Restate word for word the entries below, starting with the line with "## Span visibility — separate decision" and continuing through the line with "- Crisp disclosure". Include both of those lines and no others.

━━━

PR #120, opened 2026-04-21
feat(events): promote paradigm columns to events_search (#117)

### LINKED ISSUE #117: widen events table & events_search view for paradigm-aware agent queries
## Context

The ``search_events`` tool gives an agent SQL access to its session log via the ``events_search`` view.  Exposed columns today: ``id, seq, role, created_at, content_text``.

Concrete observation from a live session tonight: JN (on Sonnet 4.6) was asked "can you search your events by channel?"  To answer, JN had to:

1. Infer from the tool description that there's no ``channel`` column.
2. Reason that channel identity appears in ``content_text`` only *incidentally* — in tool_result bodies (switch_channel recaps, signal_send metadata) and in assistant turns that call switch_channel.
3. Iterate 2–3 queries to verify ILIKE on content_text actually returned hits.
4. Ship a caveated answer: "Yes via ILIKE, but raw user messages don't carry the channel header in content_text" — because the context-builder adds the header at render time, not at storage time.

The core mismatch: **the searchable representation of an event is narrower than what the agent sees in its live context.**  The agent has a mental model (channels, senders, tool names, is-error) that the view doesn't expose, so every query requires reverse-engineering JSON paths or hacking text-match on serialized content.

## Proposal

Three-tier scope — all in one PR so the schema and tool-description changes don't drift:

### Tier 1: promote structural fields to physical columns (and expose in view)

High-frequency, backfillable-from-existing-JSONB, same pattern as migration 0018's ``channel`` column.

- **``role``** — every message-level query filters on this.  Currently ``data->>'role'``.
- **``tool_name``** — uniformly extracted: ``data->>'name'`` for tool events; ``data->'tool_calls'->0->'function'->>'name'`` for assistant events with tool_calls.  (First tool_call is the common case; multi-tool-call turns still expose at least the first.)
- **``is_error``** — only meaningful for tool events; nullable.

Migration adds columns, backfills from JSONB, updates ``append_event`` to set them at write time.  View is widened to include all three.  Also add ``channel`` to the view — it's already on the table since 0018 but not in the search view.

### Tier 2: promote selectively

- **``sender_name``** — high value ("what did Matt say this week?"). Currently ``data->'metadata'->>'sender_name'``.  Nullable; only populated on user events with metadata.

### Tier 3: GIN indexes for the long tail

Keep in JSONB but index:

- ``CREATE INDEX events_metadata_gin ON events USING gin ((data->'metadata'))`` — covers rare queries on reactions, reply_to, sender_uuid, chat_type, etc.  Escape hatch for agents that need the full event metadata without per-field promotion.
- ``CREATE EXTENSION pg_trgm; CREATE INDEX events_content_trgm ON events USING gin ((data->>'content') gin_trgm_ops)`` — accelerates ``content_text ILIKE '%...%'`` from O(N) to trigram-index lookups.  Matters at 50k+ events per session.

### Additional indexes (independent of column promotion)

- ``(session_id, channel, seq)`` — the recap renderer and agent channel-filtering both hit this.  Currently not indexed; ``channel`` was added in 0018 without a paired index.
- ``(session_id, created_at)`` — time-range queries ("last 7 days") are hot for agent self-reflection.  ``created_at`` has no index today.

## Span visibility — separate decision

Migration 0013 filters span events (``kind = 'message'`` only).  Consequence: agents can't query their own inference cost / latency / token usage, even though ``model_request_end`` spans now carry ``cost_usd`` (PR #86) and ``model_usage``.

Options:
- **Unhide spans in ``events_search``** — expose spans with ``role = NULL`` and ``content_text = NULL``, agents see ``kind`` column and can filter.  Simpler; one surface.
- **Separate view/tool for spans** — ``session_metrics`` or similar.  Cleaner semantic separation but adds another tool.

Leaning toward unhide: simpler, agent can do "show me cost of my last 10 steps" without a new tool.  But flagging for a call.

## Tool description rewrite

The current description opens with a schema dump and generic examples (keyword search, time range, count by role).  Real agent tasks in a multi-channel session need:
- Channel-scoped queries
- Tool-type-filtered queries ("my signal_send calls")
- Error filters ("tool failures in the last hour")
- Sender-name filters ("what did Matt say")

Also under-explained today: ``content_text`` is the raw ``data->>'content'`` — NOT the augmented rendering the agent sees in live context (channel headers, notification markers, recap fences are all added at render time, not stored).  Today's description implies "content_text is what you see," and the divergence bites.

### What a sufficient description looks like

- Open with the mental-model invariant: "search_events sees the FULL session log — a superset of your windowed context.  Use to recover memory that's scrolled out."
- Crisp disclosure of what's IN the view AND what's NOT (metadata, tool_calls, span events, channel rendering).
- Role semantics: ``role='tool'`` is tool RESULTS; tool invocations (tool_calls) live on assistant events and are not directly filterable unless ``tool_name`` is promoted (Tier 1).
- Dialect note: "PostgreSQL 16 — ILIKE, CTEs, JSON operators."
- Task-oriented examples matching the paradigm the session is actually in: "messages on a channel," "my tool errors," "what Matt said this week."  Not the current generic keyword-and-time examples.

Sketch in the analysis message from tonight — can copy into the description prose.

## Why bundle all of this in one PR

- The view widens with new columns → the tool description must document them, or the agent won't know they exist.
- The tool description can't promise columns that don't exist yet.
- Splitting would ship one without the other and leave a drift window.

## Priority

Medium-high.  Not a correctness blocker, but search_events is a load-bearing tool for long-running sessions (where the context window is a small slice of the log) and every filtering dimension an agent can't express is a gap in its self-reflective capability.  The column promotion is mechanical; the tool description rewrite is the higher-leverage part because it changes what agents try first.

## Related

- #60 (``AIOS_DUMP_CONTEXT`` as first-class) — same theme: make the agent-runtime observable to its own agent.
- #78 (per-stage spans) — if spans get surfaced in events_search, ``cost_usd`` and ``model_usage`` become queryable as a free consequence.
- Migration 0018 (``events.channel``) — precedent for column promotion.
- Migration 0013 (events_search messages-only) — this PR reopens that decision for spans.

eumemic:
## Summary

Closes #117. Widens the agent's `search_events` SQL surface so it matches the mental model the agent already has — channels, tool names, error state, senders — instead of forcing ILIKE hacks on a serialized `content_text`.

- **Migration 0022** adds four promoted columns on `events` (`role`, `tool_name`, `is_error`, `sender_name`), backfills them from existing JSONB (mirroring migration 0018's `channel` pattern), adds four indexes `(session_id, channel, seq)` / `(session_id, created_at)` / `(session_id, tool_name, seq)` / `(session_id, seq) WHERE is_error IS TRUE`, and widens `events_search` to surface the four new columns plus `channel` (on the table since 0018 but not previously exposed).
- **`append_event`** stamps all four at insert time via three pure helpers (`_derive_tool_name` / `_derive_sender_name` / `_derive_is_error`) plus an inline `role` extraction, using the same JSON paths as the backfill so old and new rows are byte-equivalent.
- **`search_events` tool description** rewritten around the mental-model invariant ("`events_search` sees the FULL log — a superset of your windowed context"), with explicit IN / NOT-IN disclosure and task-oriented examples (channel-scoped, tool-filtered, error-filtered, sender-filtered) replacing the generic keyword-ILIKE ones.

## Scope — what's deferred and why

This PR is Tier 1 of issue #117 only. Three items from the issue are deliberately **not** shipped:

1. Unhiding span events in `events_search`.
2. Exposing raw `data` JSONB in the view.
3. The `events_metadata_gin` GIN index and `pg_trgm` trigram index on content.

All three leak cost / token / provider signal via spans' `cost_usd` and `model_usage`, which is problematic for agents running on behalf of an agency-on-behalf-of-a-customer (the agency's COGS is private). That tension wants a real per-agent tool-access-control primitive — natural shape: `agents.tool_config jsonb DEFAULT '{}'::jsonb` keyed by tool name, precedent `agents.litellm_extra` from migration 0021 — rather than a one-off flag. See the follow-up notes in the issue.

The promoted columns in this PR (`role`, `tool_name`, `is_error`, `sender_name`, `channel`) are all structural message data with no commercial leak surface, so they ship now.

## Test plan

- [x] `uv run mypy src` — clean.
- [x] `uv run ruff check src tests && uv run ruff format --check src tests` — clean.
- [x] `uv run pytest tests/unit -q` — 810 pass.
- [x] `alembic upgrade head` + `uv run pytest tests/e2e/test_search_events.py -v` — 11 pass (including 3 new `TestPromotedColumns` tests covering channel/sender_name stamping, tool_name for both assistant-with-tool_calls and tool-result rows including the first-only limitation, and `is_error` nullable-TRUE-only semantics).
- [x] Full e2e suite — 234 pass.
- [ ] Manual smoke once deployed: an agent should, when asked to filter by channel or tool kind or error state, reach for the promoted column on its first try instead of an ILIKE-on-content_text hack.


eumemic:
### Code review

━━━

FINAL ANSWER
## Span visibility — separate decision

Migration 0013 filters span events (``kind = 'message'`` only).  Consequence: agents can't query their own inference cost / latency / token usage, even though ``model_request_end`` spans now carry ``cost_usd`` (PR #86) and ``model_usage``.

Options:
- **Unhide spans in ``events_search``** — expose spans with ``role = NULL`` and ``content_text = NULL``, agents see ``kind`` column and can filter.  Simpler; one surface.
- **Separate view/tool for spans** — ``session_metrics`` or similar.  Cleaner semantic separation but adds another tool.

Leaning toward unhide: simpler, agent can do "show me cost of my last 10 steps" without a new tool.  But flagging for a call.

## Tool description rewrite

The current description opens with a schema dump and generic examples (keyword search, time range, count by role).  Real agent tasks in a multi-channel session need:
- Channel-scoped queries
- Tool-type-filtered queries ("my signal_send calls")
- Error filters ("tool failures in the last hour")
- Sender-name filters ("what did Matt say")

Also under-explained today: ``content_text`` is the raw ``data->>'content'`` — NOT the augmented rendering the agent sees in live context (channel headers, notification markers, recap fences are all added at render time, not stored).  Today's description implies "content_text is what you see," and the divergence bites.

### What a sufficient description looks like

- Open with the mental-model invariant: "search_events sees the FULL session log — a superset of your windowed context.  Use to recover memory that's scrolled out."
- Crisp disclosure of what's IN the view AND what's NOT (metadata, tool_calls, span events, channel rendering).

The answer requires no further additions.